PR #1107, opened 2019-10-26
Fix and test TSCH-enabled border router for platform Zoul

g-oikonomou:
The border-router example is currently broken on `master` as well as on `develop` for platform zoul if we try to enable TSCH:

```
$ make MAKE_MAC=MAKE_MAC_TSCH
using saved target 'zoul'
  MKDIR     build/zoul/remote-reva/obj
  CC        ../../arch/platform/zoul/./platform.c
[...]
  CC        border-router.c
  LD        build/zoul/remote-reva/border-router.elf
/usr/local/gcc-arm-none-eabi-7-2017-q4-major/bin/../lib/gcc/arm-none-eabi/7.2.1/../../../../arm-none-eabi/bin/ld: build/zoul/remote-reva/border-router.elf section `.stack' will not fit in region `FRSRAM'
/usr/local/gcc-arm-none-eabi-7-2017-q4-major/bin/../lib/gcc/arm-none-eabi/7.2.1/../../../../arm-none-eabi/bin/ld: region `FRSRAM' overflowed by 1216 bytes
make: *** [build/zoul/remote-reva/border-router.elf] Error 1
rm build/zoul/remote-reva/obj/startup-gcc.o border-router.o
```

The default zoul build configuration allows the chip to enter PM2. When PM2 is allowed we only use 16 out of 32KB of the CC2538's SRAM. This is because the low 16KB do not have retention in PM2.

However, since the border router's radio is always on, the zoul will never actually drop to PM2. This commit therefore disables PM2 altogether in the firmware, allowing us to use the entire 32KB of the chip's SRAM.

This pull also adds a test for the border router example with TSCH enabled for platform zoul.


simonduq:
Shouldn't we do this under `os/services/rpl-border-router` instead?
(one possible limitation might be our max level of nested module inclusion though, but this is something that we'll need fixing eventually)

g-oikonomou:
I think doing this as per the PR is fine. This is consistent with how we already provide conditional configuration for the sky platform

simonduq:
I mean the Zoul fix is something needed in principle for any RPL BR right, so in principle I'd still lean towards having this where the BR is implemented. For sky I see it slightly differently, it's more like "let's get squeeze this particular example into a sky".

g-oikonomou:
There we go

PR #1112, opened 2019-10-31
Merge master back into develop

simonduq:


simonduq:
This is only 23 commits as `release-4.4` was merged into `develop` already not long ago

PR #2332, opened 2022-12-11
Common random-arch PRNG for simpelink and cc26xx-cc13xx

arurke:
Currently the cc26xx-cc13xx platform uses the hardware True Random Number Generator (TRNG) in its random-arch implementation, while simplelink uses a pseudo-RNG (PRNG) with the TRNG only for the seed. The random.h API states `random_rand()` should return a pseudo-random number. Thus cc26xx-cc13xx is not giving the expected balance of entropy and resources spent (energy, time). This PR makes the two platforms consistent:
1. Takes the PRNG algorithm from simplelink and moves it into a new smallprng-library
2. Use the smallprng-library in random-arch for both simplelink and cc26xx-cc13xx
3. Seed random-arch in cc26xx-cc13xx using the TRNG

Tested using a launchpad/cc1310 for both platforms.

### DIFF
--- a/arch/cpu/simplelink-cc13xx-cc26xx/dev/random.c
+++ b/arch/cpu/simplelink-cc13xx-cc26xx/dev/random.c
@@ -27,15 +27,12 @@
  * ARISING IN ANY WAY OUT OF THE USE OF THIS SOFTWARE, EVEN IF ADVISED
  * OF THE POSSIBILITY OF SUCH DAMAGE.
  */
- /**
+/**
  * \addtogroup cc13xx-cc26xx-cpu
  * @{
  *
  * \defgroup cc13xx-cc26xx-prng Pseudo Random Number Generator (PRNG) for CC13xx/CC26xx.
  * @{
- *
- * Implementation based on Bob Jenkins' small noncryptographic PRNG.
- * - http://burtleburtle.net/bob/rand/smallprng.html
  *
  * This file overrides os/lib/random.c. Note that the file name must
  * match the original file for the override to work.
@@ -44,22 +41,13 @@
  *        Implementation of Pseudo Random Number Generator for CC13xx/CC26xx.
  * \author
  *        Edvard Pettersen <e.pettersen@ti.com>
+ *        Andreas Urke
  */
 /*---------------------------------------------------------------------------*/
-#include <contiki.h>
+#include "contiki.h"
+#include "lib/smallprng.h"
 /*---------------------------------------------------------------------------*/
-#include <stdint.h>
-/*---------------------------------------------------------------------------*/
-typedef struct {
-  uint32_t a;
-  uint32_t b;
-  uint32_t c;
-  uint32_t d;
-} ranctx_t;
-
-static ranctx_t ranctx;
-/*---------------------------------------------------------------------------*/
-#define rot32(x, k) (((x) << (k)) | ((x) >> (32 - (k))))
+static smallprng_t smallprng;
 /*---------------------------------------------------------------------------*/
 /**
  * \brief   Generates a new random number using the PRNG.
@@ -68,15 +56,7 @@ static ranctx_t ranctx;
 unsigned short
 random_rand(void)
 {
-  uint32_t e;
-
-  e        = ranctx.a - rot32(ranctx.b, 27);
-  ranctx.a = ranctx.b ^ rot32(ranctx.c, 17);
-  ranctx.b = ranctx.c + ranctx.d;
-  ranctx.c = ranctx.d + e;
-  ranctx.d = e        + ranctx.a;
-
-  return (unsigned short)ranctx.d;
+  return (unsigned short)smallprng_rand(&smallprng);
 }
 /*---------------------------------------------------------------------------*/
 /**
@@ -86,13 +66,7 @@ random_rand(void)
 void
 random_init(unsigned short seed)
 {
-  uint32_t i;
-
-  ranctx.a = 0xf1ea5eed;
-  ranctx.b = ranctx.c = ranctx.d = (uint32_t)seed;
-  for(i = 0; i < 20; ++i) {
-    (void)random_rand();
-  }
+  smallprng_init(&smallprng, seed);
 }
 /*---------------------------------------------------------------------------*/
 /**
--- a/arch/platform/cc26x0-cc13x0/platform.c
+++ b/arch/platform/cc26x0-cc13x0/platform.c
@@ -57,6 +57,7 @@
 #include "dev/cc26xx-uart.h"
 #include "dev/soc-rtc.h"
 #include "dev/serial-line.h"
+#include "dev/soc-trng.h"
 #include "rf-core/rf-core.h"
 #include "sys_ctrl.h"
 #include "uart.h"
@@ -172,7 +173,10 @@ platform_init_stage_one()
 void
 platform_init_stage_two()
 {
-  random_init(0x1234);
+  soc_trng_init();
+
+  /* Use TRNG to seed random lib. */
+  random_init((uint16_t)soc_trng_rand_synchronous());
 
   /* Character I/O Initialisation */
 #if TI_UART_CONF_ENABLE
--- a/os/lib/smallprng.c
+++ b/os/lib/smallprng.c
@@ -1,0 +1,72 @@
+/*
+ * Copyright (c) 2022, Andreas Urke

◆ Task details
A verbatim copy of the listing is needed.

◆ Reply to the task
PR #1107, opened 2019-10-26
Fix and test TSCH-enabled border router for platform Zoul

g-oikonomou:
The border-router example is currently broken on `master` as well as on `develop` for platform zoul if we try to enable TSCH:

```
$ make MAKE_MAC=MAKE_MAC_TSCH
using saved target 'zoul'
  MKDIR     build/zoul/remote-reva/obj
  CC        ../../arch/platform/zoul/./platform.c
[...]
  CC        border-router.c
  LD        build/zoul/remote-reva/border-router.elf
/usr/local/gcc-arm-none-eabi-7-2017-q4-major/bin/../lib/gcc/arm-none-eabi/7.2.1/../../../../arm-none-eabi/bin/ld: build/zoul/remote-reva/border-router.elf section `.stack' will not fit in region `FRSRAM'
/usr/local/gcc-arm-none-eabi-7-2017-q4-major/bin/../lib/gcc/arm-none-eabi/7.2.1/../../../../arm-none-eabi/bin/ld: region `FRSRAM' overflowed by 1216 bytes
make: *** [build/zoul/remote-reva/border-router.elf] Error 1
rm build/zoul/remote-reva/obj/startup-gcc.o border-router.o
```

The default zoul build configuration allows the chip to enter PM2. When PM2 is allowed we only use 16 out of 32KB of the CC2538's SRAM. This is because the low 16KB do not have retention in PM2.

However, since the border router's radio is always on, the zoul will never actually drop to PM2. This commit therefore disables PM2 altogether in the firmware, allowing us to use the entire 32KB of the chip's SRAM.

This pull also adds a test for the border router example with TSCH enabled for platform zoul.


simonduq:
Shouldn't we do this under `os/services/rpl-border-router` instead?
(one possible limitation might be our max level of nested module inclusion though, but this is something that we'll need fixing eventually)

g-oikonomou:
I think doing this as per the PR is fine. This is consistent with how we already provide conditional configuration for the sky platform

simonduq:
I mean the Zoul fix is something needed in principle for any RPL BR right, so in principle I'd still lean towards having this where the BR is implemented. For sky I see it slightly differently, it's more like "let's get squeeze this particular example into a sky".

g-oikonomou:
There we go

PR #1112, opened 2019-10-31
Merge master back into develop

simonduq:


simonduq:
This is only 23 commits as `release-4.4` was merged into `develop` already not long ago

PR #2332, opened 2022-12-11
Common random-arch PRNG for simpelink and cc26xx-cc13xx

arurke:
Currently the cc26xx-cc13xx platform uses the hardware True Random Number Generator (TRNG) in its random-arch implementation, while simplelink uses a pseudo-RNG (PRNG) with the TRNG only for the seed. The random.h API states `random_rand()` should return a pseudo-random number. Thus cc26xx-cc13xx is not giving the expected balance of entropy and resources spent (energy, time). This PR makes the two platforms consistent:
1. Takes the PRNG algorithm from simplelink and moves it into a new smallprng-library
2. Use the smallprng-library in random-arch for both simplelink and cc26xx-cc13xx
3. Seed random-arch in cc26xx-cc13xx using the TRNG

Tested using a launchpad/cc1310 for both platforms.

### DIFF
--- a/arch/cpu/simplelink-cc13xx-cc26xx/dev/random.c
+++ b/arch/cpu/simplelink-cc13xx-cc26xx/dev/random.c
@@ -27,15 +27,12 @@
  * ARISING IN ANY WAY OUT OF THE USE OF THIS SOFTWARE, EVEN IF ADVISED
  * OF THE POSSIBILITY OF SUCH DAMAGE.
  */
- /**
+/**
  * \addtogroup cc13xx-cc26xx-cpu
  * @{
  *
  * \defgroup cc13xx-cc26xx-prng Pseudo Random Number Generator (PRNG) for CC13xx/CC26xx.
  * @{
- *
- * Implementation based on Bob Jenkins' small noncryptographic PRNG.
- * - http://burtleburtle.net/bob/rand/smallprng.html
  *
  * This file overrides os/lib/random.c. Note that the file name must
  * match the original file for the override to work.
@@ -44,22 +41,13 @@
  *        Implementation of Pseudo Random Number Generator for CC13xx/CC26xx.
  * \author
  *        Edvard Pettersen <e.pettersen@ti.com>
+ *        Andreas Urke
  */
 /*---------------------------------------------------------------------------*/
-#include <contiki.h>
+#include "contiki.h"
+#include "lib/smallprng.h"
 /*---------------------------------------------------------------------------*/
-#include <stdint.h>
-/*---------------------------------------------------------------------------*/
-typedef struct {
-  uint32_t a;
-  uint32_t b;
-  uint32_t c;
-  uint32_t d;
-} ranctx_t;
-
-static ranctx_t ranctx;
-/*---------------------------------------------------------------------------*/
-#define rot32(x, k) (((x) << (k)) | ((x) >> (32 - (k))))
+static smallprng_t smallprng;
 /*---------------------------------------------------------------------------*/
 /**
  * \brief   Generates a new random number using the PRNG.
@@ -68,15 +56,7 @@ static ranctx_t ranctx;
 unsigned short
 random_rand(void)
 {
-  uint32_t e;
-
-  e        = ranctx.a - rot32(ranctx.b, 27);
-  ranctx.a = ranctx.b ^ rot32(ranctx.c, 17);
-  ranctx.b = ranctx.c + ranctx.d;
-  ranctx.c = ranctx.d + e;
-  ranctx.d = e        + ranctx.a;
-
-  return (unsigned short)ranctx.d;
+  return (unsigned short)smallprng_rand(&smallprng);
 }
 /*---------------------------------------------------------------------------*/
 /**
@@ -86,13 +66,7 @@ random_rand(void)
 void
 random_init(unsigned short seed)
 {
-  uint32_t i;
-
-  ranctx.a = 0xf1ea5eed;
-  ranctx.b = ranctx.c = ranctx.d = (uint32_t)seed;
-  for(i = 0; i < 20; ++i) {
-    (void)random_rand();
-  }
+  smallprng_init(&smallprng, seed);
 }
 /*---------------------------------------------------------------------------*/
 /**
--- a/arch/platform/cc26x0-cc13x0/platform.c
+++ b/arch/platform/cc26x0-cc13x0/platform.c
@@ -57,6 +57,7 @@
 #include "dev/cc26xx-uart.h"
 #include "dev/soc-rtc.h"
 #include "dev/serial-line.h"
+#include "dev/soc-trng.h"
 #include "rf-core/rf-core.h"
 #include "sys_ctrl.h"
 #include "uart.h"
@@ -172,7 +173,10 @@ platform_init_stage_one()
 void
 platform_init_stage_two()
 {
-  random_init(0x1234);
+  soc_trng_init();
+
+  /* Use TRNG to seed random lib. */
+  random_init((uint16_t)soc_trng_rand_synchronous());
 
   /* Character I/O Initialisation */
 #if TI_UART_CONF_ENABLE
--- a/os/lib/smallprng.c
+++ b/os/lib/smallprng.c
@@ -1,0 +1,72 @@
+/*
+ * Copyright (c) 2022, Andreas Urke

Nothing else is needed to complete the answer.